I don't remember right now. They may have even been from the place the picture shows. I just checked and they do have the four holes like in the picture. Just plug the holes you don't need with a screw or something.


----------



## Joanie (Dec 5, 2009)

How big are the holes? They look tiny!


----------



## grapeman (Dec 5, 2009)

Sure, ask me that tonight. They are out in the winery and I'm in the house! Seriously if I remember right they are around a quarter inch- maybe a hair less. They are intended to be the air vent holes and the flapper seals them shut. Positive pressure in the carboy opens the flap and lets air out. Where there is a hole, there is a way! Seriously, I haven't had a need to use the jug idea yet.


----------



## Brewgrrrl (Dec 5, 2009)

Well there you go, Joan. Ask him that and get a very technical answer that leaves us thinking... FLAPS??!


----------



## Joanie (Dec 5, 2009)

I know not flaps!


----------



## Brewgrrrl (Dec 5, 2009)

I did get a funny sort of vintage 1920's image in my head when he mentioned "flapper seals" but I don't see what that has to do with wine...


----------



## Joanie (Dec 5, 2009)

Nope, I don't see the connection to pinnipeds either.


----------



## Brewgrrrl (Dec 5, 2009)

(please forgive us, Appleman. We are obviously not worthy)


----------



## Joanie (Dec 5, 2009)

LOL


----------



## grapeman (Dec 6, 2009)

Sorry ladies. You just lost me with that train of thought...................


----------



## Joanie (Dec 6, 2009)

It's okay, I'm often derailed! =)


----------



## Brewgrrrl (Dec 6, 2009)

appleman said:


> Sorry ladies. You just lost me with that train of thought...................
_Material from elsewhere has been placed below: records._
PR #112, opened 2016-04-14
Restart php-fpm when apc/opcodecache configs change

andreiashu:
Just making sure that php-fpm is restarted when the apc/opcodecache configs change.

### DIFF
--- a/tasks/configure.yml
+++ b/tasks/configure.yml
@@ -29,7 +29,9 @@
     mode: 0644
   with_items: "{{ php_extension_conf_paths }}"
   when: php_enable_apc
-  notify: restart webserver
+  notify:
+    - restart webserver
+    - restart php-fpm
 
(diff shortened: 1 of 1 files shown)


geerlingguy:
Hmm... I'm torn on this—the current config (php.ini) task doesn't do both, but instead calls `restart webserver` and then that, in turn calls `restart php-fpm`... but it's probably best to have both handlers called in `notify` for all _three_ of the config files, because if you're not using a webserver that needs a restart (e.g. `php_enable_webserver` is `false`), then that handler won't run, and it won't notify `restart php-fpm` :/

So I guess, could you add both handlers to all three config file changes (now in `configure.yml`, `configure-apcu.yml`, and `configure-opcache.yml`)?

geerlingguy:
Can you please rebase and create a new PR? I'm okay with merging as long as we cover all the bases here. Thanks!

PR #113, opened 2016-04-14
Enable opcache.revalidate_path setting

andreiashu:
Add ability to enable opcache.revalidate_path setting


defaults/main.yml
```diff
@@ -26,6 +26,7 @@ php_opcache_interned_strings_buffer: "16"
 php_opcache_max_accelerated_files: "4096"
 php_opcache_max_wasted_percentage: "5"
 php_opcache_validate_timestamps: "1"
+php_opcache_revalidate_path: "1"
```
geerlingguy: I'd rather keep the default the same as the out-of-the-box default (`0`); see http://files.zend.com/help/Zend-Server/content/zendserverapi/zend_opcache-configuration_directives.htm#dir-opcache.revalidate_path

Then users can override if they see fit.

PR #118, opened 2016-04-27
Add: Ubuntu support for install_from_source task

gavinrogers:
There is one dependancy with a different name in Ubuntu (libreadline-dev) as well as needing an upstart script and a few other little bits and pieces.

### DIFF
--- a/tasks/install-from-source.yml
+++ b/tasks/install-from-source.yml
@@ -78,7 +78,7 @@
 
 - name: Clone the PHP repository.
   git:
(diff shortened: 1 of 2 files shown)


geerlingguy:
Hmm... I currently have the install from source tests run via Travis on both Ubuntu 12 and 14, and I've also tested install from source on Ubuntu 14 and 16, as well as Debian 7 and 8, and everything seems to work with the defaults currently provided.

Sweet! We'll call it even then.





Seriously though, thanks for all of the advice on these gizmos. It's already made a big difference in my wine-tending (and free time - yay!).


----------



## Scott B (Dec 11, 2009)

Wade,
Sorry for asking a question you may have already answered.


Looking at your photo of the Vacuum pump racking system you have, 


the Outgoing carboy has a racking cain and hose going to the Receiving carboy, is there a racking cain in the Receiving carboy?


----------



## Brewgrrrl (Dec 11, 2009)

(I know I'm not Wade but I think I have some information about this)




You have to use a racking cane in the outgoing carboy. I also used one in the receiving carboy (as I think everyone else does too). This allows you to minimize and also control the amount of splashing (although it's happening in a vacuum so that's not as crucial - and some people prefer to splash a bit to get all of the CO2 out). I raised the racking cane in the receiving carboy towards the end of the racking process to maximize the endfill level and also assist in avoiding the potential end-of-rack air rush if the vacuum wasn't shut down quickly at the end of the rack. If the end of the racking cane is under the liquid at the end, there can be an unfortunate "whoosh" of air if you're not careful.


----------



## grapeman (Dec 11, 2009)

I use a short 6 inch piece of racking cane for that. I can adjust it up or down to avoid the air going into the wine. To control splashing, just put tension on the hose of that cane and it tilts to the side a bit and hits the side of the carboy and runs down instead of splashing a lot. If I want to splash the wine on transfer, just tilt the hose until the cane centers.


----------



## Scott B (Dec 11, 2009)

Thank you. 
I am waiting on FED EX today to bring me my Ebay Vacuum pump. 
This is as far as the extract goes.